Only the lines from the top of the data through the line containing "The Attendee importer" should be duplicated, exactly as they appear.

Start of Data extract

Issue #3905, opened 2022-06-23
Fix CSV upload not working due to core changes


Pebblo:
The Attendee importer add-on no longer works due to change made in #3806 

To reproduce add the eea-importer add-on to a site: https://github.com/eventespresso/eea-importer

Then.... for later use save a registration CSV export, just go to Event Espresso -> Registrations and run a CSV report.

Then go to Event Espresso -> Importer

Select an Event, then a ticket and it will ask for a CSV file....

The file you use here doesn't matter, select the CSV report you generated earlier and click to upload.

The page will refresh on that same step.

If I checkout right before #3806 was merged, this works as expected.

PR #3911, opened 2022-06-28
Kses - Part 15

hoseinrafiei:
Fixes https://github.com/eventespresso/event-espresso-core/issues/3905 issue.

It was due to lack of one `space` character between the attributes. We had no space between **name** and **enctype** attributes so both get removed by `wp_kses` function.


Pebblo (approved):
Gotta love space issues!

Issue #3871, opened 2022-06-06
Add Session Lifespan Admin Option


tn3rb:
The Session Lifespan controls how long the EE user sessions remain active on the frontend of a website during the registration process. Currently this value defaults to 1 hour and can only be controlled via a filter. This has worked fine for EE plugin users but does not work for Event Smart users as they have no ability to add filters. 

for additional background, plz see: https://github.com/eventespresso/eventsmart.com-website/issues/984 

- create new class `EventEspresso\core\domain\values\session\SessionLifespanOption`
	- have `SessionLifespanOption` extend `EventEspresso\core\services\database\WordPressOption` (search for other classes that do the same for examples)
	- set an appropriately named constant for the option name 
	- add an appropriately named setter and getter (with validation) for value
	- set default value to `(int) HOUR_IN_SECONDS`

- in constructor for `EventEspresso\core\domain\values\session\SessionLifespan`
	- replace ternary checking `$lifespan` and setting default of 1 hour with if conditional
	- if `$lifespan` is not set, instantiate `SessionLifespanOption` 
	- get default value for `$lifespan`  from `SessionLifespanOption` 

- open `caffeinated/admin/extend/registration_form/Extend_Registration_Form_Admin_Page.core.php` 
	- look at `_reg_form_settings()` and `_update_reg_form_settings()`
	- using the code for `email_validation_settings_form()` as an example
		- add methods `setSessionLifespan` and `updateSessionLifespan`
		- add hook in `_reg_form_settings()` using `setSessionLifespan()` as callback
		- position form after `copy_attendee_info_settings_form` (the hook priority likely controls the form position)
		- call `updateSessionLifespan()` in `_update_reg_form_settings()` but do NOT pass or set `EE_Registry::instance()->CFG->registration` as we will not be storing the session lifespan value in that config class.
		- instead of adding method like `_email_validation_settings_form()` create a new folder : `caffeinated/admin/extend/registration_form/forms`
		- create new class in that folder named `SessionLifespanForm` that extends `EE_Form_Section_Proper` and namespace that form accordingly
		- use the form structure in `_email_validation_settings_form()` as an example
		- use the `EE_Admin_Two_Column_Layout` layout strategy
		- add a heading titled "Session Settings"
		- add a select input with following 
			- answer options: 5, 15, 30, 60, & 120 validated as integers
			- input settings: 
				- label text: "Session Lifespan"
[...]

PR #3926, opened 2022-07-02
Session Lifespan Feature

hoseinrafiei:
Added a new feature to manage session lifespan in **Registration Settings**.
Fixes https://github.com/eventespresso/event-espresso-core/issues/3871 issue.

Added a test class to test the functionality of Session Lifespan Option.
Updated the WP GraphQL package.

### DIFF
--- a/caffeinated/admin/extend/registration_form/Extend_Registration_Form_Admin_Page.core.php
+++ b/caffeinated/admin/extend/registration_form/Extend_Registration_Form_Admin_Page.core.php
@@ -1463,15 +1463,14 @@ class Extend_Registration_Form_Admin_Page extends Registration_Form_Admin_Page
 
     public function setSessionLifespan()
     {
-        $session_lifespan_form = new SessionLifespanForm(new SessionLifespanOption());
+        $session_lifespan_form = $this->loader->getNew(SessionLifespanForm::class);
         echo wp_kses($session_lifespan_form->get_html(), AllowedTags::getWithFormTags());
     }
 
 
     public function updateSessionLifespan()
     {
-        $session_lifespan_option = new SessionLifespanOption();
-        $handler = new SessionLifespanFormHandler($session_lifespan_option);
-        $handler->process(new SessionLifespanForm($session_lifespan_option));
+        $handler = $this->loader->getNew(SessionLifespanFormHandler::class);
+        $handler->process($this->loader->getNew(SessionLifespanForm::class));
     }
 }
--- a/caffeinated/admin/extend/registration_form/Extend_Registration_Form_Admin_Page.core.php
+++ b/caffeinated/admin/extend/registration_form/Extend_Registration_Form_Admin_Page.core.php
@@ -1,5 +1,7 @@
 <?php
 
+use EventEspresso\caffeinated\admin\extend\registration_form\forms\SessionLifespanForm;
+use EventEspresso\caffeinated\admin\extend\registration_form\forms\SessionLifespanFormHandler;
 use EventEspresso\core\exceptions\InvalidDataTypeException;
 use EventEspresso\core\exceptions\InvalidInterfaceException;
 use EventEspresso\core\services\request\sanitizers\AllowedTags;
@@ -1108,6 +1110,11 @@ class Extend_Registration_Form_Admin_Page extends Registration_Form_Admin_Page
             array($this, 'copy_attendee_info_settings_form'),
             4
         );
+        add_action(
+            'AHEE__Extend_Registration_Form_Admin_Page___reg_form_settings_template',
+            array($this, 'setSessionLifespan'),
+            4.9
+        );
         $this->_template_args = (array) apply_filters(
             'FHEE__Extend_Registration_Form_Admin_Page___reg_form_settings___template_args',
             $this->_template_args
@@ -1139,6 +1146,7 @@ class Extend_Registration_Form_Admin_Page extends Registration_Form_Admin_Page
         EE_Registry::instance()->CFG->registration = $this->update_copy_attendee_info_settings_form(
             EE_Registry::instance()->CFG->registration
         );
+        $this->updateSessionLifespan();
         EE_Registry::instance()->CFG->registration = apply_filters(
             'FHEE__Extend_Registration_Form_Admin_Page___update_reg_form_settings__CFG_registration',
             EE_Registry::instance()->CFG->registration
@@ -1247,15 +1255,13 @@ class Extend_Registration_Form_Admin_Page extends Registration_Form_Admin_Page
                             __LINE__
                         );
                     }
-                } else {
-                    if ($copy_attendee_info_settings_form->submission_error_message() !== '') {
-                        EE_Error::add_error(
-                            $copy_attendee_info_settings_form->submission_error_message(),
-                            __FILE__,
-                            __FUNCTION__,
-                            __LINE__
-                        );
-                    }
+                } elseif ($copy_attendee_info_settings_form->submission_error_message() !== '') {
+                    EE_Error::add_error(
+                        $copy_attendee_info_settings_form->submission_error_message(),
+                        __FILE__,
+                        __FUNCTION__,
+                        __LINE__
+                    );
                 }
             }
         } catch (EE_Error $e) {
@@ -1378,15 +1384,13 @@ class Extend_Registration_Form_Admin_Page extends Registration_Form_Admin_Page
                             __LINE__
                         );
                     }
-                } else {
-                    if ($email_validation_settings_form->submission_error_message() !== '') {
-                        EE_Error::add_error(
-                            $email_validation_settings_form->submission_error_message(),
-                            __FILE__,
-                            __FUNCTION__,
-                            __LINE__
-                        );
-                    }
+                } elseif ($email_validation_settings_form->submission_error_message() !== '') {
+                    EE_Error::add_error(
+                        $email_validation_settings_form->submission_error_message(),
+                        __FILE__,
+                        __FUNCTION__,
+                        __LINE__
+                    );
                 }
             }
         } catch (EE_Error $e) {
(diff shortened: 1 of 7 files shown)


hoseinrafiei:
@tn3rb

Please check this. All the items that you described here are done: https://github.com/eventespresso/event-espresso-core/issues/3871
I also updated the `wp-graphql` package to the latest production version and the tests are running fine now but we may check the graphql API to make sure there is no problem with the latest package.

Also the test class is added and works fine. Your feedback on the test class is highly appreciated.

caffeinated/admin/extend/registration_form/Extend_Registration_Form_Admin_Page.core.php
```diff
@@ -1247,15 +1255,13 @@ public function update_copy_attendee_info_settings_form(EE_Registration_Config $
...
-                } else {
-                    if ($copy_attendee_info_settings_form->submission_error_message() !== '') {
-                        EE_Error::add_error(
-                            $copy_attendee_info_settings_form->submission_error_message(),
-                            __FILE__,
-                            __FUNCTION__,
-                            __LINE__
-                        );
-                    }
+                } elseif ($copy_attendee_info_settings_form->submission_error_message() !== '') {
```
tn3rb, line 1258: 👍🏻 good stuff

tn3rb (changes requested):
This all looks really really good...

I did have a couple of requests for a few things because I changed my mind about how to approach things (not because of you, you're code was great)

tn3rb:
just looked, and you can ignore this failed unit test:

```
1) CachingLoaderTest::testResetCache
Failed asserting that actual size 3 matches expected size 0.
```

it does not happen locally and I am currently trying to figure it out

caffeinated/admin/extend/registration_form/forms/SessionLifespanForm.php
```diff
@@ -0,0 +1,62 @@
...
+
+
+    /**
+     * SessionLifespanForm constructor.
+     *
+     * @throws EE_Error
+     */
+    public function __construct()
+    {
+        $this->sessionLifespanOption = new SessionLifespanOption();
```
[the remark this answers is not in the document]
hoseinrafiei: Done.

caffeinated/admin/extend/registration_form/forms/SessionLifespanFormHandler.php
```diff
@@ -0,0 +1,70 @@
...
+use EE_Select_Input;
+use EEH_HTML;
+use EventEspresso\core\domain\values\session\SessionLifespanOption;
+
+class SessionLifespanFormHandler
+{
+    /**
+     * @var SessionLifespanOption
+     */
+    private $sessionLifespanOption;
```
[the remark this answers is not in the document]
hoseinrafiei: 👍

caffeinated/admin/extend/registration_form/forms/SessionLifespanFormHandler.php
```diff
@@ -0,0 +1,70 @@
...
+
+    /**
+     * SessionLifespanForm constructor.
+     *
+     * @throws EE_Error
+     */
+    public function __construct()
+    {
+        $this->sessionLifespanOption = new SessionLifespanOption();
+    }
```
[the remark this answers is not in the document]
hoseinrafiei: 👍

core/domain/values/session/SessionLifespan.php
```diff
@@ -37,7 +37,10 @@ class SessionLifespan
     public function __construct($lifespan = 0)
     {
         $lifespan = absint($lifespan);
-        $lifespan = $lifespan > 0 ? $lifespan : (int) HOUR_IN_SECONDS;
+        if ($lifespan <= 0) {
+            $lifespanOption = new SessionLifespanOption();
+            $lifespan = $lifespanOption->getSessionLifespan();
+        }
         $this->setLifespan($lifespan);
     }
```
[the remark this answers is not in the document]
hoseinrafiei: Yes, It was good idea. Thanks for sharing. I did it.

hoseinrafiei:
@tn3rb Please check it again. I implemented your requested changes.

core/EE_Dependency_Map.core.php
```diff
@@ -578,6 +578,9 @@ protected function _register_core_dependencies()
             'EventEspresso\core\domain\services\commands\attendee\CreateAttendeeCommandHandler'                                  => [
                 'EEM_Attendee' => EE_Dependency_Map::load_from_cache,
             ],
+            'EventEspresso\core\domain\values\session\SessionLifespan'                                                    => [
+                'EventEspresso\core\domain\values\session\SessionLifespanOption' => EE_Dependency_Map::load_from_cache,
+            ],
```
tn3rb, line 583: ### AWESOME !!! 😀 

wanted to see if you could figure that out yourself!

core/domain/values/session/SessionLifespan.php
```diff
@@ -31,17 +31,12 @@ class SessionLifespan
...
-    public function __construct($lifespan = 0)
+    public function __construct(SessionLifespanOption $session_lifespan_option)
     {
-        $lifespan = absint($lifespan);
-        if ($lifespan <= 0) {
-            $lifespanOption = new SessionLifespanOption();
-            $lifespan = $lifespanOption->getSessionLifespan();
-        }
-        $this->setLifespan($lifespan);
+        $this->setLifespan($session_lifespan_option->getSessionLifespan());
```
tn3rb, line 39: 👍🏻

caffeinated/admin/extend/registration_form/Extend_Registration_Form_Admin_Page.core.php
```diff
@@ -1462,14 +1463,15 @@ private function _verify_pcre_support(EE_Registration_Config $EE_Registration_Co
 
     public function setSessionLifespan()
     {
-        $session_lifespan_form = new SessionLifespanForm();
+        $session_lifespan_form = new SessionLifespanForm(new SessionLifespanOption());
```
tn3rb, line 1466: if we use the loader, then any dependencies can be automatically injected

```php
$session_lifespan_form = $this->loader->getNew(SessionLifespanForm::class);
```

`$this->loader` should be available within all admin pages

hoseinrafiei: Done.

hoseinrafiei:
@tn3rb Please check it again.

tn3rb (approved):
### Great Job Hossein 
# 💯 ✖️ 🌮 ➡️ 🦖

tn3rb:
@hoseinrafiei 

Once final request... I'm concerned by the 900,000 lines of code being removed from the codebase as part of this PR.
Was there a specific reason why WP GQL needed to be updated as part of this PR?
I'm thinking that that update should be split out into it's own PR because if it causes problems then we may need to revert it, which we won't be able to do if it is embedded within this PR.

hoseinrafiei:
> @hoseinrafiei
> 
> Once final request... I'm concerned by the 900,000 lines of code being removed from the codebase as part of this PR. Was there a specific reason why WP GQL needed to be updated as part of this PR? I'm thinking that that update should be split out into it's own PR because if it causes problems then we may need to revert it, which we won't be able to do if it is embedded within this PR.

@tn3rb

It was to fix the issue of phpunit tests and writing proper test for the new class.
We discussed in Slack channel about it.

I'm fine to remove it and create a separate PR for it. Just let me know how to do it. Just point me to the right direction and then I will search and find.

hoseinrafiei:
@tn3rb I moved the WP GraphQL update to https://github.com/eventespresso/event-espresso-core/pull/3993 branch and removed it from this branch. Please check it and let me know if anything else is needed.

tn3rb:
ok this is looking great, just have a few things that need to be cleaned up before we can merge this:

- there's some linting errors
- needs to be rebased
- the `composer.json` file needs to be updated 


#### `composer.json` update

- add top level item named `allow-plugins`
- add keys for each package listed in `require` or `require-dev`
- set values to `true`
- look at EE core for an example

tn3rb (changes requested):
see above note

hoseinrafiei:
@tn3rb Please check it again. The composer.json file seems to be fixed automatically after rebase.

tn3rb (approved):
# Great Job 💯

garthkoyle:
@hoseinrafiei I don't see this working. I have registrations that are "incomplete" status (no registration form info submitted), and their status is still Incomplete way after the time period selected in the Registration Settings.

Currently, my session length is set to 5 minutes: 
image

The lifespan session length of time has passed, and at least the Incomplete registrations are still `Incomplete`. Based on Brent's description, I expected the `Incomplete` registrations to be set to `Canceled` and thus do not count against the capacity limits set for the datetime and/or ticket.

image


Does the session lifespan apply to each registration individually or does the lifespan time period apply to all registrations no matter when received? For example, if my registration lifespan period was set to 1 hour when I registered 20 minutes ago, and now I set my lifespan to 5 minutes and then register again, what lifespan time period will be applied to each of those two registrations?

Does this code only apply to "Incomplete" registrations or all registration types, e.g. Pending Payment, etc?

garthkoyle:
With more testing I discovered about the lifespan feature. When the lifespan feature triggers according to the selected time period:

- Free or paid registrations without any registration information (Incomplete Registrations), the registration status is never changed in the admin. Only the event tickets become available after the hold time period expires.
- Paid registrations WITH registration form information (Pending Payment) are NOT ever changed in the admin, but the tickets become available after the hold time expires.

So, this probably functions correctly, but maybe the only change I might recommend is to set the registration status to `Canceled` for `Incomplete` registrations only. Would that make sense?

hoseinrafiei:
@garthkoyle 

Thanks for your feedback. This task was to add an ability to change the **session lifespan time** using a configuration form and some code refactor. Previously the time could change only through the code using a WordPress filter.

Changing the status was not included in the task description, but it looks great to add this ability in my idea.
I'm just not sure if `Canceled` is a suitable term for `Incomplete` registrations since we have to differentiate between those registrations that really canceled by user (after complete booking) and those registrations that are `Abandoned` during the booking process.

What do you think?

hoseinrafiei:
@tn3rb I think it will be good if you get involved and provide your feedback and also let me know what is the best way to implement the change status function?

End of Data extract

Result:
Issue #3905, opened 2022-06-23
Fix CSV upload not working due to core changes


Pebblo:
The Attendee importer add-on no longer works due to change made in #3806 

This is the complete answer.